North Idaho College

INBRE: High-impact practices in the sciences at North Idaho College

In 2003, North Idaho College (NIC) Microbiology Instructor and Coordinator of the INBRE program, Rhena Cooper, helped establish an internship program between NIC and working labs throughout Northern Idaho. The program was developed and funded as part of a $16.5 million National Health Institutes (NIH) grant involving 10 colleges and universities from across the state of Idaho and the Boise VA Medical Center.

The grant is the third major award for the Idaho Idea Network of Biomedical Research Excellence (INBRE), which was founded in 2001. Since the inception of INBRE, 175 NIC students have conducted biomedical research through the program. Regional industry partnerships have grown to include engineering firms, environmental testing laboratories, government entities, non-governmental organizations, regional healthcare facilities, pharmaceutical partners, and local wineries. NIC is proud to be the first Idaho network institution to develop a successful, ongoing industry internship program that provides an entrance into research opportunities and health-related careers.

The INBRE program at NIC consists of three avenues for students to enter the educational pipeline.Scholars participate in a two-week research immersion. Interns are paired with one of 14 different regional industry laboratories. The industry labs take entry-level students and provide 400 hours of bench work, which is time-equivalent to 10 college-level laboratory classes. The interns are paid a living wage, which enables them to enroll in college-level work. They are highly successful due to this “learn and earn” arrangement. Fellows are awarded 10-week research positions at a research-intensive university. It provides a perfect program for NIC students who are ready to transfer. They are awarded laboratory positions for the summer at their new institutions. Studies show that a major stumbling block for community college undergraduates is the transfer process to a four-year institution; these paid positions ensure that NIC students are not strangers in their new academic home the following fall. Over the years, numerous success stories have surfaced as a result of these high-impact practices and through the efforts and motivation of the professors and students involved in INBRE.

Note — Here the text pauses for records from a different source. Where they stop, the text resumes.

PR #13790, opened 2020-12-07
WFLY-14172 Update Weld 4 for EE 9 WFLY. Also try to align Weld SE ver…

manovotn:
…sion used by tests.

JIRA issue - https://issues.redhat.com/browse/WFLY-14172

Note that apart from just bumping the version, I have noticed that WFLY uses different Weld SE version for some tests (and this isn't overriden in EE 9 setup).
I have tried aligning these version to see what happens because I don't quite see why they'd need to be different.


bstansberry:
https://ci.wildfly.org/viewLog.html?buildId=233053&tab=buildResultsDiv&buildTypeId=WF_Ee9LinuxJdk8 is a run of the -Dts.ee9 job with this.

bstansberry:
I re-ran all the jobs that timed out.

PR #15058, opened 2022-01-03
WFLY-15851 Weld - fix UrlScanner to correctly reference child file instead of parent directory

manovotn:
JIRA - https://issues.redhat.com/browse/WFLY-15851

Reported via JIRA; this seems like a small oversight that nobody bumped into up until now.


bstansberry:
Thanks, @manovotn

  • Former North Idaho College (NIC) student Dr. Ingrid Fruth was NIC’s first INBRE intern. Dr. Fruth began at NIC as a nursing student. After earning an associate’s degree at NIC, Dr. Fruth went on to receive a bachelor’s degree in microbiology, and a Ph.D. in microbiology, molecular biology, and biochemistry. INBRE supported every pivotal point in my journey, Fruth said.
  • Veronica Hendricks began at NIC as a business student. After taking a science class, she discovered her passion for research. INBRE kept opening doors for me. I did not know what was on the other side, but I walked through every door, she said. Hendricks completed a bachelor’s degree in chemistry and a bachelor’s degree in chemical engineering.
  • Mason Fredrickson came to NIC planning to complete a certificate in the health professions. He now has a bachelor’s degree in microbiology and works for a molecular technology firm. He said, North Idaho College and INBRE changed my life!
  • Dr. Tom Croschere, M.D., worked as a miner and came to NIC knowing that he wanted to practice medicine. My participation in INBRE helped me integrate various class disciplines, which developed my skills as a scientist, he said.

NIH support has changed the culture on NIC’s campus. Students are motivated to reach a higher education level than they previously realized possible, faculty and staff have higher expectations for student achievement, and administrators and community members are proud of improved partnerships. The North Idaho College INBRE family has an exceptional esprit de corps.